** Source records follows **

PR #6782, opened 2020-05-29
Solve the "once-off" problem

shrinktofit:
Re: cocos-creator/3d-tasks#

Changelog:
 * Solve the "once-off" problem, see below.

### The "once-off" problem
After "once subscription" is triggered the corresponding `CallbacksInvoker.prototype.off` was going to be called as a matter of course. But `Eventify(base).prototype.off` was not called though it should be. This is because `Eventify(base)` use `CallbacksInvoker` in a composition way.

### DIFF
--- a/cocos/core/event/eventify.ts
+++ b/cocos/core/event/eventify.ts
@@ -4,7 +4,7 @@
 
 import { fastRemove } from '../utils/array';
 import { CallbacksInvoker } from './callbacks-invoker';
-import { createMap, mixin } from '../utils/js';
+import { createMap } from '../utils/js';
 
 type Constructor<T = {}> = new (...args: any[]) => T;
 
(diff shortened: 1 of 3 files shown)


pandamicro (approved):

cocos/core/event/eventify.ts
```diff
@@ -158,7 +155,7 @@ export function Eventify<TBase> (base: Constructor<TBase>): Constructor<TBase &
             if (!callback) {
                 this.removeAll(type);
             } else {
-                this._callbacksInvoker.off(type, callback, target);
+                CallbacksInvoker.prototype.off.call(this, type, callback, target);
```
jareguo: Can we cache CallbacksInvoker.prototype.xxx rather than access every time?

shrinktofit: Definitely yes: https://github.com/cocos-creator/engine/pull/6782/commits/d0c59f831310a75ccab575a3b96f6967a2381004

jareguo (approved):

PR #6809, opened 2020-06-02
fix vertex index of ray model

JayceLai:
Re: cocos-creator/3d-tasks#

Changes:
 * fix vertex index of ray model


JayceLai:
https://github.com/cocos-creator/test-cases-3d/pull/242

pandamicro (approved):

** End of Source records **
** Source records follows **

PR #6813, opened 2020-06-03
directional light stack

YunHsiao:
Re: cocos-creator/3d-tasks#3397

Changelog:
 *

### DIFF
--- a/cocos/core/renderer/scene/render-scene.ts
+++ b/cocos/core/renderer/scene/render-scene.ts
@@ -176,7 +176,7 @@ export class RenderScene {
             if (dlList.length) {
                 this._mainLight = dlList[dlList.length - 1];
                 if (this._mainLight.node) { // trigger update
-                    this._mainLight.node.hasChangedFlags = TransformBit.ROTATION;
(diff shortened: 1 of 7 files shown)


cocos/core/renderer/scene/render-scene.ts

** End of Source records **
** Source records follows **

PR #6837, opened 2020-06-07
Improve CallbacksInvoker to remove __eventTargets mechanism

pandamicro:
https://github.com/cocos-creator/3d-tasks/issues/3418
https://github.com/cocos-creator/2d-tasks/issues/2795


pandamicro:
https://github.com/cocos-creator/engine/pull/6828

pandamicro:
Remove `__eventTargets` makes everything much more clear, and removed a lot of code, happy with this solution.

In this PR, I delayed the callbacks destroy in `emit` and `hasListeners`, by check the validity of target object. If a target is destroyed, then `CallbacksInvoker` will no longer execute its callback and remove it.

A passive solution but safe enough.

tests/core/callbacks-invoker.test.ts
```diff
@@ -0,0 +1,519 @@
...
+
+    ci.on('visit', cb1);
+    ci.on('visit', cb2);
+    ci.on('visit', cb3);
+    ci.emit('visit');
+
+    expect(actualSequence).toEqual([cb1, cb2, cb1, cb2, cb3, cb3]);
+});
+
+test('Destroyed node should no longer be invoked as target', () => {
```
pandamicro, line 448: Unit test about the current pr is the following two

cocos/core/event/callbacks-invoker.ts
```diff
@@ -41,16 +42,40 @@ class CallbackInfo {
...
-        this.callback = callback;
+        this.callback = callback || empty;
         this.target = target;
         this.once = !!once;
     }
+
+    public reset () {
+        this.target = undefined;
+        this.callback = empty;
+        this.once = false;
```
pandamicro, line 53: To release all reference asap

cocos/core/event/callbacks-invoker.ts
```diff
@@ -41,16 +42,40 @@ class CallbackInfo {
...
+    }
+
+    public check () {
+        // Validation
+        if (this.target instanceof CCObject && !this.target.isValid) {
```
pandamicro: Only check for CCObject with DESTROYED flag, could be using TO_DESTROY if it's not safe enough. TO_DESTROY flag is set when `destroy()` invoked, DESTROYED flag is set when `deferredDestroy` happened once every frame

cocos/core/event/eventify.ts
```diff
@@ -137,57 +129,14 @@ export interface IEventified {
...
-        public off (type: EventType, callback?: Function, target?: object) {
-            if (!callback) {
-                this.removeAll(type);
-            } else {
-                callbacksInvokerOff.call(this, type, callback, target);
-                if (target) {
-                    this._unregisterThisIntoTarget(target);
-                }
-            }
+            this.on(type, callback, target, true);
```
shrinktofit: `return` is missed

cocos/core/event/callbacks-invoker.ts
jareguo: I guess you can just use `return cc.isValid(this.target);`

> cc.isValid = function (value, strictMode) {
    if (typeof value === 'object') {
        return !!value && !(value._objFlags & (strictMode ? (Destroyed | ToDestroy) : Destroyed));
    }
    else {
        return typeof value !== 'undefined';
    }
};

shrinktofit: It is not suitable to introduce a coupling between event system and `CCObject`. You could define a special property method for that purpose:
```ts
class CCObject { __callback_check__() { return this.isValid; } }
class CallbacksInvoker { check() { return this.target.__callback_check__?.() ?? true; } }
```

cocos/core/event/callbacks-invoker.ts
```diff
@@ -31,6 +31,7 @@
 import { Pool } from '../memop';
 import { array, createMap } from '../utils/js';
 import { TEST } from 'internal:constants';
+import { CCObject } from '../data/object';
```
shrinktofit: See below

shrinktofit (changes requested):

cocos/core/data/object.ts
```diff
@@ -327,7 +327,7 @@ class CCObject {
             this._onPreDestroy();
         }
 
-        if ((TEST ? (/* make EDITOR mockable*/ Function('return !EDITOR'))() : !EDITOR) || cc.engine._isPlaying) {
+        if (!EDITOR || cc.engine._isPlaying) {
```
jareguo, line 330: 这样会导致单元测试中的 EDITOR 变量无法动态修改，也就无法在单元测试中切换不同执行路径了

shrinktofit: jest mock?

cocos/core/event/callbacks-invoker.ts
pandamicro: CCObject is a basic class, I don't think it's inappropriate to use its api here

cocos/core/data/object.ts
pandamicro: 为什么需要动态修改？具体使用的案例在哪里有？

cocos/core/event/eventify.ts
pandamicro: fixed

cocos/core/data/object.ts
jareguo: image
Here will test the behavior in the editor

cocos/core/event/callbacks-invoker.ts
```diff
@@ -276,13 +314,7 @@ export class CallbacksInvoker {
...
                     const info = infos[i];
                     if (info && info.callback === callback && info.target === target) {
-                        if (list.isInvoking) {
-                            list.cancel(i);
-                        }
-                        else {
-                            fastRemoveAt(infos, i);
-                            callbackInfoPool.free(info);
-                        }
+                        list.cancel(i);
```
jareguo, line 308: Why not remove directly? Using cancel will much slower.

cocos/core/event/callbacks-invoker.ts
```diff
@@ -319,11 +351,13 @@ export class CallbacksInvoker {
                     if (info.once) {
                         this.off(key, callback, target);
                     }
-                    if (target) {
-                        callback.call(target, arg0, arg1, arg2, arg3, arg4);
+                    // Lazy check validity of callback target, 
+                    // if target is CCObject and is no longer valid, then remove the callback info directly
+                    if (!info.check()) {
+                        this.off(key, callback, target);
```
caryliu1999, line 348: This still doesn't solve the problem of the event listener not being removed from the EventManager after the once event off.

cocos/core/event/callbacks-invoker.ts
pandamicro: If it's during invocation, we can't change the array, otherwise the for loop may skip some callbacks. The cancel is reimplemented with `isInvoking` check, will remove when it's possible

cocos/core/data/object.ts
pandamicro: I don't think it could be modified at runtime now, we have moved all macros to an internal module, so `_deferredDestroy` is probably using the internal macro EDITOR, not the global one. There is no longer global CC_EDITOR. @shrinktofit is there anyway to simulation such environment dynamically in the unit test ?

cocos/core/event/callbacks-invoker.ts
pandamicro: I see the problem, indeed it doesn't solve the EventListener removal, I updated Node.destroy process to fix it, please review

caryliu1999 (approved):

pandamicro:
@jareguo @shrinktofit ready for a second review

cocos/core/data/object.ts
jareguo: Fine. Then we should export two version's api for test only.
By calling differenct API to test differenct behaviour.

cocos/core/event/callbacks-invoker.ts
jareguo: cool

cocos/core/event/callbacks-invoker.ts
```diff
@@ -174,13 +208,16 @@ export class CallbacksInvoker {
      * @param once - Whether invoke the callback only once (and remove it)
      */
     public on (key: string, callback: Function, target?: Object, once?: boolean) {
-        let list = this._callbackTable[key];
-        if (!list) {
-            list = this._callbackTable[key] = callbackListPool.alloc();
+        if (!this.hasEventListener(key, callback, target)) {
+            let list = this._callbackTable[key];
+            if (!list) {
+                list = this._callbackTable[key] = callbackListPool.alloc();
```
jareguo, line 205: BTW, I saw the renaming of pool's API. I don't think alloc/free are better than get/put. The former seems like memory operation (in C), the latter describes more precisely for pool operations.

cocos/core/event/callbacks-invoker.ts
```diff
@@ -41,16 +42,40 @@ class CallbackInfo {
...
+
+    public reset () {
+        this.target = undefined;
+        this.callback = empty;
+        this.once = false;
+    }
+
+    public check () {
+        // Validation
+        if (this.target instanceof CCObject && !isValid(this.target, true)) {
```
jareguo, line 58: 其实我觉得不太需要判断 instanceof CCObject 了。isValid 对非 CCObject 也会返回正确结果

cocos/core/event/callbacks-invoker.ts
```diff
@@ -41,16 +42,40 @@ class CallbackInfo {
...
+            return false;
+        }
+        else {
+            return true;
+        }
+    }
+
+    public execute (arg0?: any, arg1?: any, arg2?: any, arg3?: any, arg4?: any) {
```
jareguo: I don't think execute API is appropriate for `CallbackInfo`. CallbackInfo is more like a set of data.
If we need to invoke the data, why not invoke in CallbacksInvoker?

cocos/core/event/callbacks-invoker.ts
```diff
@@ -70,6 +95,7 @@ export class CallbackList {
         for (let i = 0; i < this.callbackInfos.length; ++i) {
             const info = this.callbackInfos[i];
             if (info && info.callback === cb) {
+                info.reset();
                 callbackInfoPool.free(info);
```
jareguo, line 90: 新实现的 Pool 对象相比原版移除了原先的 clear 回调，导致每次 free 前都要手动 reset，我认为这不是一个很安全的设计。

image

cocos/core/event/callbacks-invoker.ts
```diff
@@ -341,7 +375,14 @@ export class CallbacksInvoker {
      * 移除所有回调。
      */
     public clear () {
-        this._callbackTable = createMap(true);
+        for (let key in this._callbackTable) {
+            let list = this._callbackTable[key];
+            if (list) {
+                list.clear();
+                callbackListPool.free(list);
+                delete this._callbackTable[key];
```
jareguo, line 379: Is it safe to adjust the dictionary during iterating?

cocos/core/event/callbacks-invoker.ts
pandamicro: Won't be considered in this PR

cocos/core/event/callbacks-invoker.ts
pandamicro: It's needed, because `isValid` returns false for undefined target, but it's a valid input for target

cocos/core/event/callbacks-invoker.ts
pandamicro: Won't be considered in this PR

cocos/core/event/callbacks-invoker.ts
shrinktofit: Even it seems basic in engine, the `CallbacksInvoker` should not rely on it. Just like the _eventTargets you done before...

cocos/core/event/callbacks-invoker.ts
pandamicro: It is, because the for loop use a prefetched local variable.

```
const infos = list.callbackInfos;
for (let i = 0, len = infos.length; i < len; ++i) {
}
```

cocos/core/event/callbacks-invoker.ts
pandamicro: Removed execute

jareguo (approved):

** End of Source records **

Task item:
What are the lines, exactly as written above, from the line with "with this solution." to the line with "pandamicro, line 53: To", both included? Output only those.

Expected answer:
Remove `__eventTargets` makes everything much more clear, and removed a lot of code, happy with this solution.

In this PR, I delayed the callbacks destroy in `emit` and `hasListeners`, by check the validity of target object. If a target is destroyed, then `CallbacksInvoker` will no longer execute its callback and remove it.

A passive solution but safe enough.

tests/core/callbacks-invoker.test.ts
```diff
@@ -0,0 +1,519 @@
...
+
+    ci.on('visit', cb1);
+    ci.on('visit', cb2);
+    ci.on('visit', cb3);
+    ci.emit('visit');
+
+    expect(actualSequence).toEqual([cb1, cb2, cb1, cb2, cb3, cb3]);
+});
+
+test('Destroyed node should no longer be invoked as target', () => {
```
pandamicro, line 448: Unit test about the current pr is the following two

cocos/core/event/callbacks-invoker.ts
```diff
@@ -41,16 +42,40 @@ class CallbackInfo {
...
-        this.callback = callback;
+        this.callback = callback || empty;
         this.target = target;
         this.once = !!once;
     }
+
+    public reset () {
+        this.target = undefined;
+        this.callback = empty;
+        this.once = false;
```
pandamicro, line 53: To release all reference asap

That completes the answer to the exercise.